Reputation: 429
I have a pandas dataframe containing the details of some papers with approximately 4 million records. I need to find the top 50 authors that have the largest number of publications within this data set. I have two files containing this data so I've to read both of them into dataframes and append them together to get a single dataframe to work with. I've only used the author column from the dataframe as there are 32 other columns that are not required.
So far, I've come up with the following solution. Also, this is an algorithms assignment so I cannot use any inbuilt algorithms. Currently, I'm using a dictionary to store the publication count of every author and then I'm looping over the dict to get the most published authors. Also, there can be multiple authors within a single row like 'Auth 1 | Auth 2 | Auth 3|' which is why I'm splitting the string.

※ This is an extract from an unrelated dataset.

Issue #218, opened 2022-03-21
Add support for stats


tokee:
The [Solr stats component](https://solr.apache.org/guide/8_11/the-stats-component.html) delivers statistics, primarily for numeric fields, such as average, count and sum. It is benign in its default state, meaning that it does not have excessive memory overhead. Extra features such as `cardinality` are a bit dangerous and the `distinctValues` & `countDistinct` will result in Out Of Memory for some fields.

I wanted to know if there is a faster method to accomplish all of this. Is there some way that I can find the maximum during my loop of the dataframe? Again, I'm not permitted to use inbuilt algorithms for searching or sorting. Any suggestions would help.
Thank you.
start_time = ti.default_timer()
only_authors_article = pd.DataFrame(articles['author'])

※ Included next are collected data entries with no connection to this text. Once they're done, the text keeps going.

Issue #333, opened 2023-04-20
Handle non-standard HTTP header in warc-parser


thomasegense:
The WARC-parser will give error for content-length field in HTTP header.HTTP/1.1 200 OK
In this example tab or too many whitespaces after Content-Length

Server: BigIP
Content-Type: text/html; charset=utf-8
Accept-Ranges: bytes
Connection: close
Date: Tue, 01 Mar 2022 14:48:02 GMT
Age:     866
Content-Length:       5155
X-Frame-Options: DENY

thomasegense:
PR sent to @tokee

thomasegense:
Merged

Issue #332, opened 2023-04-20
How to handle OOM during export?


tokee:
If an OOM happens during export, there is currently no way to signal this to the client. The stream will end with 
```
<ns1:XMLFault xmlns:ns1="http://cxf.apache.org/bindings/xformat"><ns1:faultstring xmlns:ns1="http://cxf.apache.org/bindings/xformat">java.lang.OutOfMemoryError: Java heap space</ns1:faultstring></ns1:XMLFault>
```
but that is not immediately visible when exporting as `warc.gz` (calling `tail -c 1000 exported.warc.gz | strings` will show it).

Could we introduce some sort of download tracking? Maybe the client could provide a unique tracking ID to the export call and the GUI could busy-poll SolrWayback for status on that export?

PR #334, opened 2023-04-20
warc.gz export problem extras

### LINKED ISSUE #322: Export as zip-files sometimes gives corrupt zip-files
It has been reported to happen often for warc.gz export.  
The theory is that it is the last entry, that is missing correct zip-ending.

The export is called directly with wget. Here is an example, however this is a too large extraction for test. It will take many hours.

...../solrwayback/services/export/warcExpanded?query=arc_job:383960%20AND%20domain:bronderslev.dk&gzip=true

tokee:
Export to `warc.gz` caused truncated files in production: #332 

The cause seems to be #332 + #333 but during the investingation some minor enhancements were introduced to the code base, primarily Exception handling for export. This pull request contains those.

This closes #322

### DIFF
--- a/CHANGES.md
+++ b/CHANGES.md
@@ -15,6 +15,7 @@ The default number of 20 results on each page can be changed with this new prope
 
 search.pagination=20
 
+Bugfix: The property key for expanded warc limit was the same as for non-expanded
 
 
 4.4.0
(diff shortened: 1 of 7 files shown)


thomasegense (approved):
Testing shows export still works. Hard to test if it fixes the out of memory error

thomasegense (commented):
OK!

only_authors_inproceedings = pd.DataFrame(proceedings['author'])
all_authors = only_authors_article.append(only_authors_inproceedings, ignore_index = True)
all_authors = all_authors.dropna(how = 'any')
auth_dict = defaultdict(int)
for auth_list in zip(all_authors['author']):
auth_list = auth_list[0]
if '|' in auth_list:
auths = auth_list.split('|')
for auth in auths:
auth_dict[auth] += 1
else:
auth_dict[auth_list] += 1
most_pub_authors = []
for i in range(0, 50):
max_pub_count = 0
max_pub_auth = None
for author, pub_count in auth_dict.items():
if pub_count > max_pub_count:
max_pub_count = pub_count
max_pub_auth = author
most_pub_authors.append( (max_pub_auth, max_pub_count) )
del auth_dict[max_pub_auth]
print(most_pub_authors)
elapsed_time = ti.default_timer() - start_time
print("Total time taken: " + str(elapsed_time))
Edit 1: Some sample data from all_authors
author
0 Sanjeev Saxena
1 Hans Ulrich Simon
2 Nathan Goodman|Oded Shmueli
3 Norbert Blum
4 Arnold Schönhage
5 Juha Honkala
6 Christian Lengauer|Chua-Huang Huang
7 Alain Finkel|Annie Choquet
8 Joachim Biskup
9 George Rahonis|Symeon Bozapalidis|Zoltán Fülöp...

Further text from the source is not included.